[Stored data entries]

============================================================

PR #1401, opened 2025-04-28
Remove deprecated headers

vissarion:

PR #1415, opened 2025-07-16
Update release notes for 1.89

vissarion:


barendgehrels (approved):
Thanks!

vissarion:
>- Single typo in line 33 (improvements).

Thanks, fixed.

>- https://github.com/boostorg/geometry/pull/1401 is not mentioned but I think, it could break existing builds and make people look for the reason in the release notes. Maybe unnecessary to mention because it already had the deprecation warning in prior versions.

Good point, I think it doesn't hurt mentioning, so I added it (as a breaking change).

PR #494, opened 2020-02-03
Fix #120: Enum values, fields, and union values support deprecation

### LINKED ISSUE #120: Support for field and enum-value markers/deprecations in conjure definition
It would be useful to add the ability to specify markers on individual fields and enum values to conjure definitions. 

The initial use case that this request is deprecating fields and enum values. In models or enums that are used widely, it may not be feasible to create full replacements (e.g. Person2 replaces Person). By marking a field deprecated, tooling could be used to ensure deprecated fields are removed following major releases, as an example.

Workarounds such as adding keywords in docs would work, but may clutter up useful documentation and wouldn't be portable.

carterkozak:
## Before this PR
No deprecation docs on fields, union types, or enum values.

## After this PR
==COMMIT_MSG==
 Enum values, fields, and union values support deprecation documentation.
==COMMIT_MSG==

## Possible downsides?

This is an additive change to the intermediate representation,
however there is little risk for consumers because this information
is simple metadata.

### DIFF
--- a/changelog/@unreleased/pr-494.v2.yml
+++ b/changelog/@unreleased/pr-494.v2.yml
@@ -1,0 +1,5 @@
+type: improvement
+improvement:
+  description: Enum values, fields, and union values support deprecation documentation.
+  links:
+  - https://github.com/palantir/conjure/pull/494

============================================================

Print exactly the lines above, between the one holding "Remove deprecated headers" and the one holding "It would be", inclusive, and nothing besides.

Remove deprecated headers

vissarion:

PR #1415, opened 2025-07-16
Update release notes for 1.89

vissarion:


barendgehrels (approved):
Thanks!

vissarion:
>- Single typo in line 33 (improvements).

Thanks, fixed.

>- https://github.com/boostorg/geometry/pull/1401 is not mentioned but I think, it could break existing builds and make people look for the reason in the release notes. Maybe unnecessary to mention because it already had the deprecation warning in prior versions.

Good point, I think it doesn't hurt mentioning, so I added it (as a breaking change).

PR #494, opened 2020-02-03
Fix #120: Enum values, fields, and union values support deprecation

### LINKED ISSUE #120: Support for field and enum-value markers/deprecations in conjure definition
It would be useful to add the ability to specify markers on individual fields and enum values to conjure definitions. 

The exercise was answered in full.